It’s extremely hard for me to ask somebody for help.

Because of that I can’t work with partners, can’t be in a relationship, don’t trust people in general, can’t open up to people. I barely talk to my parents, my conversation with my mother consists of “Hi, how are you? Good. I’m good, too” once a week or so.

If my boss tells me “ask X to help you with Y”, it sends me to near anxiety attack, and I postpone it as long as possible. I’d rather (figuratively) bang my head on the wall for days than take someone’s attention and time.

I’m great with helping people though, and am pretty much a go to guy when something needs fixing. Probably because I am very good at looking up stuff. ChatGPT is like a gift from god for me, I even pay for the premium subscription, worth every penny for me.

I have like three close friends I can open up to, and I feel extremely guilty each time I do. It feels to me like bringing a box of my dirty underwear and dumping on someone’s head.

I know it’s making me miserable, but I just can’t help it.

I’m extremely introverted, and built my life around being alone, just because of that. And I handle myself pretty well. I have a decent job as a software engineer, rent a spacious apartment in a good area, drive a new-ish car, have basically everything I need in terms of material goods. I work out, try to eat, drink and sleep well, don’t smoke cigarettes and barely drink alcohol. I smoke weed often though, to try and self medicate, it eases my anxiety sometimes. I’m 39M if it helps.

I’m constantly told by women that I’m handsome. Tried dating, but always came to conclusion that I’m not ready for relationship. So I self sabotaged any attempts for a relationship, because deep down I’m sure that I will make her life miserable.

And before people tell me to go to therapy, already tried that. Guess what – it means I need to ask for help and explain my situation to person I don’t know, who will judge me, even if they say they won’t. And I already tried several therapists, ended up to be a total waste of time and money. Tried anxiety medication, it only made things worse.

It’s easier to write it here, hidden under a nickname, to complete strangers, than to open up IRL.

I heard an expression called “VCR question”, and that’s pretty much what I have. If you grew up in the 90s, you probably could set up the family VCR without reading the instruction manual, and people from older generations looked at you as the next Bill Gates. Setting up the VCR was extremely easy for you, but to them it seemed near impossible. And to you, it seemed dumb that people with so much life experience couldn’t handle such an easy task as to program the VCR. It’s a question that is easy for anyone from outside, but is extremely hard for the person that’s asking it.

So if I ask “how to ask people for help”, 99.999999% of people would tell me “duh, just go and ask, are you stupid or something?”. But to me it is extremely hard.

Did anyone else have these issues? If so, how did you overcome it?

6 comments
  1. >Because of that I can’t work with partners, can’t be in a relationship, don’t trust people in general, can’t open up to people. I barely talk to my parents, my conversation with my mother consists of “Hi, how are you? Good. I’m good, too” once a week or so.

    Consult a therapist.

    >If my boss tells me “ask X to help you with Y”, it sends me to near anxiety attack, and I postpone it as long as possible. I’d rather (figuratively) bang my head on the wall for days than take someone’s attention and time.
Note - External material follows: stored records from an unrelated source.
PR #6682, opened 2025-05-29
[Lambda: Tracking AWS CE] Generate running data from AWS CE

yangw-dev:
1. setup the lambda to track aws ce runner duration
2. set up library for clickhouse client for unit test


huydhn:
@jeanschmidt probably won't be happen see the lambda here.  Do we have a guide or code pointer on how to create and manage lambda on Terraform?  I guess we could take the new scale-up/down chron lambdas as an example, so maybe @ZainRizvi or @Camyll would know

yangw-dev:
> @jeanschmidt probably won't be happen see the lambda here. Do we have a guide or code pointer on how to create and manage lambda on Terraform? I guess we could take the new scale-up/down chron lambdas as an example, so maybe @ZainRizvi or @Camyll would know

this is funny, I created the guidance without seeing this haha. 

I think last time I synced with jean, he mentioned he wants to do in most cases, the code base for lambda stays in test-infra, and the resources TF in pytorch-labs/GH. Would be curious if there is an exception, for instance, some sensitive lambda etc.

wdvr:
Can we rename everywhere ce to costexplorer? I think something like oss_ci_aws_ce is not super clear (same for the clickhouse table)

clickhouse_db_schema/oss_ci_aws_ce_tracking_schema/schema.sql
```diff
@@ -0,0 +1,23 @@
...
+ENGINE = SharedMergeTree('/clickhouse/tables/{uuid}/{shard}', '{replica}')
+PARTITION BY toYYYYMM(time)
+ORDER BY (
+    type,
+    time,
+    granularity,
+    instance_type,
+    usage_type
+)
+TTL toDate(time) + toIntervalYear(5)
```
wdvr, line 22: Why this? This is not a lot of data and should probably not be TTL'ed

clickhouse_db_schema/oss_ci_aws_ce_tracking_schema/schema.sql
```diff
@@ -0,0 +1,23 @@
+CREATE TABLE misc.oss_ci_aws_ce_tracking(
+    `created` DateTime64(0, 'UTC'),
+    `time` DateTime64(0, 'UTC'),
+    `type` String,
+    `granularity` String,
```
wdvr, line 5: Can we get rid of granularity, since it's always 'day'?

.github/workflows/lambda-do-release-runners.yml
```diff
@@ -146,6 +146,40 @@ jobs:
...
+      REF: ${{ inputs.tag }}
+    steps:
+      - name: Checkout code
+        uses: actions/checkout@11bd71901bbe5b1630ceea73d27597364c9af683 # v4.2.2
+        with:
+          ref: ${{ inputs.tag }}
+
+      - uses: actions/setup-python@a26af69be951a213d495a4c3e4e4022e16d87065 # v5.6.0
+        with:
+          python-version: '3.10'
```
wdvr, line 164: Same here if we do 3.13

aws/lambda/oss_ci_aws_ce_tracking/lambda_function.py
```diff
@@ -0,0 +1,334 @@
...
+logger = logging.getLogger()
+logger.setLevel("INFO")
+
+ENVS = {
+    "CLICKHOUSE_ENDPOINT": os.getenv("CLICKHOUSE_ENDPOINT", ""),
+    "CLICKHOUSE_PASSWORD": os.getenv("CLICKHOUSE_PASSWORD", ""),
+    "CLICKHOUSE_USERNAME": os.getenv("CLICKHOUSE_USERNAME", ""),
+}
+
+DB_NAME = "fortesting"
```
wdvr, line 28: Lets switch to misc before merge

aws/lambda/oss_ci_aws_ce_tracking/lambda_function.py
```diff
@@ -0,0 +1,334 @@
...
+
+def get_clickhouse_client(
+    host: str, user: str, password: str, is_local: bool = False
+) -> clickhouse_connect.driver.client.Client:
+    # for local testing only, disable SSL verification
+
+    # Only use in local development
+    if is_local:
+        return clickhouse_connect.get_client(
+            host=host, user=user, password=password, secure=True, verify=False
```
wdvr, line 67: Do we need this? I think this runs with verify=True locally for me

aws/lambda/oss_ci_aws_ce_tracking/lambda_function.py
```diff
@@ -0,0 +1,334 @@
...
+
+    def to_db_schema(
+        self, record: Dict[str, Any], record_type: str, granularity: str
+    ) -> Optional[Dict[str, Any]]:
+        keys = record.get("Keys", [])
+        startTime = record.get("Start", "").replace("Z", "+00:00")
+        now = datetime.now(timezone.utc).isoformat()
+        if len(keys) < 2:
+            logger.warning(
+                f"Expected two keys from Record, but got {len(record)} keys:{keys}, skipping the record"
```
wdvr, line 180: Is there a valid scenario where keys != 2 and you want to continue? Wouldn't it be better to just error out, so we get alerted from failing lambdas and can fix the root cause if this happens?

aws/lambda/oss_ci_aws_ce_tracking/lambda_function.py
```diff
@@ -0,0 +1,334 @@
...
+        Starts the processor
+        Parameters:
+        - args (Optional[argparse.Namespace]): Command-line arguments for local execution.
+        """
+
+        # set up time range for fetching data from AWS Cost Explorer
+        time_now = datetime.now(timezone.utc)
+        logger.info(f"Starting job at UTC time {time_now}")
+
+        end_time = datetime.now(timezone.utc).date() - timedelta(days=1)
```
wdvr, line 207: We can also use end_time=datetime.now(), and switch the table to ReplacingMergeTree, so that we have more recent data for the current day (not always complete, but will be replaced for the same primary keys)

aws/lambda/oss_ci_aws_ce_tracking/lambda_function.py
```diff
@@ -0,0 +1,334 @@
...
+        start_time = end_time - timedelta(days=1)
```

    Yeah…definitely a therapist.

    Sounds like you should consult a therapist. The anxieties and difficulties you are experiencing are not normal. A therapist can help you work through them or cope with them.

  2. I hate these posts. “Nothing can help me, so internet people, help me” It’s just attention seeking behavior. You don’t really want help. I’m pretty sure a lot of what you said is bullshit. It’s just another typical “woe is me” rant.
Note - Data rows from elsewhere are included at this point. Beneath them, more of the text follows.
PR #6686, opened 2025-05-30
Windows Canary Testing. Adding windows canary variant

atalman:


.github/canary-scale-config.yml
```diff
@@ -187,36 +187,57 @@ runner_types:
     instance_type: g4dn.xlarge
     is_ephemeral: true
     os: windows
+    variants:
+      wincanary:
+        ami: Windows 2019 GHA CI - 20250526202723
```
ZainRizvi, line 192: not 100% sure if this will work without quotes, but let's try and see

PR #6687, opened 2025-05-30
[bots] Generate historical data for flaky/disabled tests when updating disabled tests condensed json

clee2000:
I don't want to reparse the body for the disabled tests dashboards and other HUD metrics, so instead I make the script that generates the disabled test json also generate info about the disabled tests and insert it into clickhouse.  Then we can do any historical analysis based on this new table instead of going through issues' history for when they were open/closed

This
* adds a script that can generate historical data about flaky/disabled tests based on the git history of disabled tests condensed.  The backfill only does 1 commit per day at most since most of our charts don't require super granular data, but this can be changed easily if needed
* changes the upload of disabled tests condensed to also upload to s3 a json of the historical data
* adds to the clickhouse lambda so this new json can be uploaded to clickhouse

Testing:
* `python .github/scripts/update_disabled_issues.py` to check that it generated another json
* `python .github/scripts/gen_historical_disabled_issue_data.py` to check it generated a json
* `python tools/rockset_migration/s32ch.py --clickhouse-table misc.disabled_tests_historical --stored-data t.json --s3-bucket ossci-metrics  --s3-prefix disabled_tests_historical` to see that the lambda would work


.github/scripts/gen_historical_disabled_issue_data.py
```diff
@@ -0,0 +1,112 @@
...
+                "name": name,
+                "issueNumber": issue_number,
+                "platforms": platforms,
+            }
+        )
+    return as_array
+
+
+def gen_all_history():
+    with TemporaryDirectory() as tmpdir:
```
huydhn, line 40: I think you could consider redo this using `GitPython` instead of using subprocess for a more concise script, i.e. https://github.com/pytorch/pytorch-integration-testing/blob/main/vllm-benchmarks/upload_benchmark_results.py#L90-L100.  But it's a minor point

  3. The only answer is that you just have to do it. There’s no shortcuts. Sitting on some stranger’s couch and paying 50 bucks an hour isn’t gonna helpya. Ultimately you can hear about mechanisms, read about coping strategies and all that happy horsepucky all you want, but it’s really up to you to do those strategies and implement those mechanisms. That said I get where you’re coming from. It’s so much easier to stay in your shell and not let anybody in, because you can’t hurt if you’re all alone. But there’s no magic bullet. If you want to fix it, you will. Simple as.

  4. Put a gun to their head and ask for anything. You don’t have to shoot. Good luck.
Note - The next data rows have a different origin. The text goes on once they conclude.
PR #6695, opened 2025-06-02
[HUD] Crude way to show if log classifier error matches aggregate disable issue

clee2000:
It's pretty crude

Things I'm not sure how to handle:
* If a test was recently reenabled, we like to link the issue since issue closing + change landing can be out of sync and knowing there was a disable issue can be useful context.  But I would also prefer to not reopen aggregate issues and I'm not sure how to discourage that
* If there are multiple disable issues for a test

Alt solutions:
* Parse body to see if it matches better - pros: more accurate, cons: parsing
* Query for disabled-tests-condensed json - pros: more accurate, cons: lagging since the json only gets updated every 15 minutes, and you'd probably have to query CH for the history (https://github.com/pytorch/test-infra/pull/6687) to know if something was previously disabled

### DIFF
--- a/torchci/components/JobLinks.tsx
+++ b/torchci/components/JobLinks.tsx
@@ -201,10 +201,16 @@ function DisableTest({ job, label }: { job: JobData; label: string }) {
 
   // At this point, we should show something. Search the existing disable issues
   // for a matching one.
+  const formattedTestName = `${testName.testName} (__main__.${testName.suite})`;
   const issueTitle = `DISABLED ${testName.testName} (__main__.${testName.suite})`;
   const issueBody = formatDisableTestBody(job);
 
-  const matchingIssues = issues.filter((issue) => issue.title === issueTitle);
+  const matchingIssues = issues.filter(
+    (issue) =>
+      issue.title === issueTitle ||
+      // Crude way to match with aggregate issues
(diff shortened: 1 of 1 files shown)


ZainRizvi (approved):
Thoughts on your concerns:

> If a test was recently reenabled, we like to link the issue since issue closing + change landing can be out of sync and knowing there was a disable issue can be useful context. But I would also prefer to not reopen aggregate issues and I'm not sure how to discourage that

I think it's okay to reopen an aggregate issue if it was recently closed and a test started failing.  There's a high chance the error was related (and we can change course easily if we discover otherwise)

> If there are multiple disable issues for a test

Two options for this:
1. Link all issues (ideal). Could add a link for each matching issue 
2. Pick a winner.
With winner picking, it would be better to prefer showing issues that are specifically for a given test before showing aggregate issues the test falls under.

But really, showing all issues would be ideal here

> Parse body to see if it matches better - pros: more accurate, cons: parsing

What kind of parsing do you have in mind?  The body is auto-gened, so more parsing isn't that bad

clee2000:
> What kind of parsing do you have in mind? The body is auto-gened, so more parsing isn't that bad

there are functions to parse the issue body but it seems kind of excessive, although maybe this should happen anyways so we can get the platform

PR #6697, opened 2025-06-03
Refresh ephemeral instaces [just for testing]

yangw-dev:


zxiiro:
Will this help with runners that are not frequently used but stick around for several days even when there's no request for them?

For context. I've found sometimes there are runners like recently this week c7i.metal-24xl that was hanging around since May 24th but wasn't being used by any jobs. Redeploying the Terraform usually gets the autoscaler to terminate them.

PR #6702, opened 2025-06-03
[Add Tags] add tags for ec2 instances

yangw-dev:
It's not very straightforward  to fetch necessary infos when try to refresh a instance.
The best way is store those info in Ec2 Instance tags

This is preparation for set up refresh-runner lambda
See doc design:https://docs.google.com/document/d/1iI6UAtm4J4JZsNnG3356tpyyvqxVvW9JLs-PdV6tv8E/edit?tab=t.0

### DIFF
--- a/terraform-aws-github-runner/modules/runners/lambdas/runners/src/scale-runners/runners.test.ts
+++ b/terraform-aws-github-runner/modules/runners/lambdas/runners/src/scale-runners/runners.test.ts
@@ -89,6 +89,9 @@ function createExpectedRunInstancesLinux(
   const tags = [
     { Key: 'Application', Value: 'github-action-runner' },
     { Key: 'RunnerType', Value: runnerParameters.runnerType.runnerTypeName },
+    { Key: 'RunnerTypeLabels', Value: runnerParameters.runnerType.labels?  runnerParameters.runnerType.labels.join(','):'' },
+    { Key: 'RepositoryOwner', Value: runnerParameters.repositoryOwner },
+    { Key: 'RepositoryName', Value: runnerParameters.repositoryName },
   ];
   if (enableOrg) {
     tags.push({
@@ -500,6 +503,8 @@ describe('tryReuseRunner', () => {
         runnerTypeName: 'linuxCpu',
         is_ephemeral: true,
       },
+      repositoryOwner: 'jeanschmidt',
+      repositoryName: 'regularizationTheory'
     };
 
     it('does not have any runner', async () => {
@@ -831,6 +836,8 @@ describe('tryReuseRunner', () => {
         runnerTypeName: 'linuxCpu',
         is_ephemeral: true,
       },
+      repositoryOwner: 'jeanschmidt',
+      repositoryName: 'test-repo'
     };
 
     it('does not have any runner', async () => {
@@ -1125,7 +1132,7 @@ describe('createRunner', () => {
     });
 
     it('calls run instances with the correct config for repo && linux', async () => {
-      const runnerParameters = {
+      const runnerParameters: RunnerInputParameters = {
         runnerConfig: runnerConfigFn,
         environment: 'wg113',
         repoName: 'SomeAwesomeCoder/some-amazing-library',
@@ -1138,6 +1145,8 @@ describe('createRunner', () => {
           runnerTypeName: 'linuxCpu',
           is_ephemeral: true,
         },
+        repositoryOwner: 'SomeAwesomeCoder',
+        repositoryName: 'some-amazing-library'
       };
 
       await createRunner(runnerParameters, metrics);
@@ -1149,7 +1158,7 @@ describe('createRunner', () => {
     });
 
     it('calls run instances with the correct config for repo && linux && organization', async () => {
-      const runnerParameters = {
+      const runnerParameters: RunnerInputParameters= {
         runnerConfig: runnerConfigFn,
         environment: 'wg113',
         repoName: undefined,
@@ -1162,6 +1171,8 @@ describe('createRunner', () => {
           runnerTypeName: 'linuxCpu.nvidia.gpu',
           is_ephemeral: true,
         },
+        repositoryOwner: 'SomeAwesomeCoder',
+        repositoryName: 'test-repo'
       };
 
       await createRunner(runnerParameters, metrics);
@@ -1173,7 +1184,7 @@ describe('createRunner', () => {
     });
 
     it('calls run instances with the correct config for repo && windows', async () => {
-      const runnerParameters = {
+      const runnerParameters: RunnerInputParameters= {
         runnerConfig: runnerConfigFn,
         environment: 'wg113',
         repoName: 'SomeAwesomeCoder/some-amazing-library',
@@ -1186,6 +1197,8 @@ describe('createRunner', () => {
           runnerTypeName: 'linuxCpu',
           is_ephemeral: true,
         },
+        repositoryOwner: 'SomeAwesomeCoder',
+        repositoryName: 'some-amazing-library'
       };
 
       await createRunner(runnerParameters, metrics);
@@ -1228,6 +1241,9 @@ describe('createRunner', () => {
             Tags: [
               { Key: 'Application', Value: 'github-action-runner' },
               { Key: 'RunnerType', Value: runnerParameters.runnerType.runnerTypeName },
+              { Key: "RunnerTypeLabels", Value: ''},
+              { Key: 'RepositoryOwner', Value: runnerParameters.repositoryOwner },
+              { Key: 'RepositoryName', Value: runnerParameters.repositoryName },
               {
                 Key: 'Repo',
                 Value: runnerParameters.repoName,
@@ -1245,6 +1261,8 @@ describe('createRunner', () => {
           environment: 'wg113',
           repoName: 'SomeAwesomeCoder/some-amazing-library',
           orgName: undefined,
+          repositoryName: 'some-amazing-library',
+          repositoryOwner: 'SomeAwesomeCoder',
           runnerType: {
             instance_type: 'c5.2xlarge',
             os: 'linux',
@@ -1267,7 +1285,7 @@ describe('createRunner', () => {
     });
 
     it('creates ssm experiment parameters when joining experiment', async () => {
-      const runnerParameters = {
+      const runnerParameters: RunnerInputParameters = {
         runnerConfig: runnerConfigFn,
         environment: 'wg113',
         repoName: 'SomeAwesomeCoder/some-amazing-library',
@@ -1284,6 +1302,8 @@ describe('createRunner', () => {
             percentage: 0.1,
           },
         },
+        repositoryOwner: 'SomeAwesomeCoder',
+        repositoryName: 'some-amazing-library'
       };
       jest.spyOn(global.Math, 'random').mockReturnValueOnce(0.0999);
 
@@ -1323,6 +1343,8 @@ describe('createRunner', () => {
           {
             runnerConfig: runnerConfigFn,
             environment: 'wg113',
+            repositoryName: 'some-amazing-library',
+            repositoryOwner: 'SomeAwesomeCoder',
             repoName: 'SomeAwesomeCoder/some-amazing-library',
             orgName: undefined,
             runnerType: {
@@ -1344,7 +1366,7 @@ describe('createRunner', () => {
     it('fails to attach to any network and raises exception', async () => {
       const errorMsg = 'test error msg ASDF';
       mockRunInstances.promise.mockClear().mockRejectedValue(new Error(errorMsg));
-      const runnerParameters = {
+      const runnerParameters: RunnerInputParameters = {
         runnerConfig: runnerConfigFn,
         environment: 'wg113',
         repoName: 'SomeAwesomeCoder/some-amazing-library',
@@ -1357,6 +1379,8 @@ describe('createRunner', () => {
           runnerTypeName: 'linuxCpu',
           is_ephemeral: true,
         },
+        repositoryOwner: 'SomeAwesomeCoder',
+        repositoryName: 'some-amazing-library'
       };
 
       await expect(createRunner(runnerParameters, metrics)).rejects.toThrow();
@@ -1495,7 +1519,7 @@ describe('createRunner', () => {
     });
 
     it('succeed in the first try, first subnet and region', async () => {
-      const runnerParameters = {
+      const runnerParameters: RunnerInputParameters = {
         runnerConfig: runnerConfigFn,
         environment: 'wg113',
         repoName: 'SomeAwesomeCoder/some-amazing-library',
@@ -1508,6 +1532,8 @@ describe('createRunner', () => {
           runnerTypeName: 'linuxCpu',
           is_ephemeral: true,
         },
+        repositoryOwner: 'SomeAwesomeCoder',
+        repositoryName: 'some-amazing-library'
       };
 
       expect(await createRunner(runnerParameters, metrics)).toEqual(config.shuffledAwsRegionInstances[0]);
@@ -1522,7 +1548,7 @@ describe('createRunner', () => {
       mockRunInstances.promise.mockClear().mockRejectedValueOnce(new Error('test error msg'));
       mockRunInstances.promise.mockClear().mockResolvedValueOnce(runInstanceSuccess);
 
-      const runnerParameters = {
+      const runnerParameters: RunnerInputParameters= {
         runnerConfig: runnerConfigFn,
         environment: 'wg113',
         repoName: 'SomeAwesomeCoder/some-amazing-library',
@@ -1535,6 +1561,8 @@ describe('createRunner', () => {
           runnerTypeName: 'linuxCpu',
           is_ephemeral: true,
         },
+        repositoryOwner: 'SomeAwesomeCoder',
+        repositoryName: 'some-amazing-library'
       };
 
       expect(await createRunner(runnerParameters, metrics)).toEqual(config.shuffledAwsRegionInstances[0]);
@@ -1556,7 +1584,7 @@ describe('createRunner', () => {
       }
       mockRunInstances.promise.mockClear().mockResolvedValueOnce(runInstanceSuccess);
 
-      const runnerParameters = {
+      const runnerParameters: RunnerInputParameters = {
         runnerConfig: runnerConfigFn,
         environment: 'wg113',
         repoName: 'SomeAwesomeCoder/some-amazing-library',
@@ -1569,6 +1597,8 @@ describe('createRunner', () => {
           runnerTypeName: 'linuxCpu',
           is_ephemeral: true,
         },
+        repositoryOwner: 'SomeAwesomeCoder',
+        repositoryName: 'some-amazing-library'
       };
 
       expect(await createRunner(runnerParameters, metrics)).toEqual(config.shuffledAwsRegionInstances[1]);
@@ -1603,7 +1633,7 @@ describe('createRunner', () => {
         mockRunInstances.promise.mockClear().mockRejectedValueOnce(new Error('test error msg'));
       }
 
-      const runnerParameters = {
+      const runnerParameters: RunnerInputParameters = {
         runnerConfig: runnerConfigFn,
         environment: 'wg113',
         repoName: 'SomeAwesomeCoder/some-amazing-library',
@@ -1616,6 +1646,8 @@ describe('createRunner', () => {
           runnerTypeName: 'linuxCpu',
           is_ephemeral: true,
         },
+        repositoryOwner: 'SomeAwesomeCoder',
+        repositoryName: 'some-amazing-library',
       };
 
       await expect(createRunner(runnerParameters, metrics)).rejects.toThrow();
--- a/terraform-aws-github-runner/modules/runners/lambdas/runners/src/scale-runners/runners.ts
+++ b/terraform-aws-github-runner/modules/runners/lambdas/runners/src/scale-runners/runners.ts
@@ -25,6 +25,8 @@ export interface RunnerInputParameters {
   repoName?: string;
   orgName?: string;
   runnerType: RunnerType;
+  repositoryOwner: string;
+  repositoryName: string;
 }
 
 export interface AmiExpermient {
@@ -691,7 +693,11 @@ export async function createRunner(runnerParameters: RunnerInputParameters, metr
     const tags = [
       { Key: 'Application', Value: 'github-action-runner' },
       { Key: 'RunnerType', Value: runnerParameters.runnerType.runnerTypeName },
+      { Key: 'RunnerTypeLabels', Value: runnerParameters.runnerType.labels?.join(',') ?? '' },
+      { Key: 'RepositoryOwner', Value: runnerParameters.repositoryOwner },
+      { Key: 'RepositoryName', Value: runnerParameters.repositoryName },
     ];
+
     /* istanbul ignore next */
     if (Config.Instance.datetimeDeploy) {
       tags.push({ Key: 'ApplicationDeployDatetime', Value: Config.Instance.datetimeDeploy });
@@ -708,6 +714,10 @@ export async function createRunner(runnerParameters: RunnerInputParameters, metr
         Value: runnerParameters.orgName,
       });
     }
+
+
+
+
     let customAmi = runnerParameters.runnerType.ami;
     let customAmiExperiment = false;
     if (runnerParameters.runnerType.ami_experiment) {
--- a/terraform-aws-github-runner/modules/runners/lambdas/runners/src/scale-runners/scale-up.ts
+++ b/terraform-aws-github-runner/modules/runners/lambdas/runners/src/scale-runners/scale-up.ts
@@ -110,10 +110,12 @@ export async function scaleUp(
               payload.installationId,
               metrics,
               awsRegion,
-              experimentalRunner,
+              experimentalRunner
             );
           },
           runnerType: runnerType,
+          repositoryOwner: repo.owner,
+          repositoryName: repo.repo,
         };
         if (Config.Instance.enableOrganizationRunners) {
           createRunnerParams.orgName = repo.owner;
--- a/terraform-aws-github-runner/modules/runners/lambdas/runners/src/scale-runners/scale-up.test.ts
+++ b/terraform-aws-github-runner/modules/runners/lambdas/runners/src/scale-runners/scale-up.test.ts
@@ -321,6 +321,8 @@ describe('scaleUp', () => {
         runnerConfig: expect.any(Function),
         orgName: repo.owner,
         runnerType: runnerType1,
+        repositoryName: repo.repo,
+        repositoryOwner: repo.owner,
       },
       metrics,
     );
@@ -406,6 +408,8 @@ describe('scaleUp', () => {
         runnerConfig: expect.any(Function),
         repoName: 'owner/repo',
         runnerType: runnerType1,
+        repositoryName: repo.repo,
+        repositoryOwner: repo.owner,
       },
       metrics,
     );
@@ -491,6 +495,8 @@ describe('scaleUp', () => {
         runnerConfig: expect.any(Function),
         repoName: 'owner/repo',
         runnerType: runnerType1,
+        repositoryName: repo.repo,
+        repositoryOwner: repo.owner,
       },
       metrics,
     );
@@ -575,6 +581,8 @@ describe('scaleUp', () => {
         runnerConfig: expect.any(Function),
         repoName: 'owner/repo',
         runnerType: runnerType1,
+        repositoryName: repo.repo,
+        repositoryOwner: repo.owner,
       },
       metrics,
     );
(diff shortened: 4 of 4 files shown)


terraform-aws-github-runner/modules/runners/lambdas/runners/src/scale-runners/runners.test.ts
```diff
@@ -89,6 +89,9 @@ function createExpectedRunInstancesLinux(
   const tags = [
     { Key: 'Application', Value: 'github-action-runner' },
     { Key: 'RunnerType', Value: runnerParameters.runnerType.runnerTypeName },
+    { Key: 'RunnerTypeLabels', Value: runnerParameters.runnerType.labels?  runnerParameters.runnerType.labels.join(','):'' },
```
yangw-dev: optional: can be this undefined

terraform-aws-github-runner/modules/runners-instances/templates/install-config-runner.sh
```diff
@@ -265,10 +265,13 @@ fi
 
 ./config.sh --unattended --name $INSTANCE_ID --work "_work" $CONFIG
 
-# Set tag as runner id for scale down later
+# Set tag `GithubRunnerID` as runner id for scale down later
 GH_RUNNER_ID=$(jq '.agentId' .runner)
 retry aws ec2 create-tags --region $REGION --resource $INSTANCE_ID --tags "Key=GithubRunnerID,Value=$GH_RUNNER_ID"
 
+# Remove tag `Stage`` from instance to indicate that the instance is finished the previous step with fresh start
+retry aws ec2 delete-tags --region "$REGION" --resources "$INSTANCE_ID" --tags "Key=Stage"
```
yangw-dev: @jeanschmidt  @ZainRizvi 

this makes assumption that. install-config-runner.sh will be triggered with user-data after the ec2 instance is completed replaceVolumn:
Specifically here:
https://github.com/pytorch/test-infra/blob/a2e82b980b66a736f870910316eb814652f25b42/terraform-aws-github-runner/modules/runners-instances/templates/user-data.sh#L102C3-L102C24

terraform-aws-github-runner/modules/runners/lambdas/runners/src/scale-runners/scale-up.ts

  5. You know the feeling you get when you help other people? That feeling of being useful and meaningful and a net positive in someone else’s life? That’s how other people will feel when they help you. You’re not imposing yourself on others; you’re becoming part of their little give-and-take community. People want to help you. <<I>> want to help you and I barely know you. Nice people, like you yourself, love the feeling of being useful.

  6. It’s okay, OP. You can come to the strangers of the internets to vent anything. Some of us aren’t absolute dickwads and some are even far more interested in the vicarious drama and eureka sensation of helping someone else than you could possibly “burden” with whatever issues you’ve got ^_^/ *pat, pat*.

    Also it seems you’ve got a heck of an RSD-fueled social anxiety, but you probably already knew that.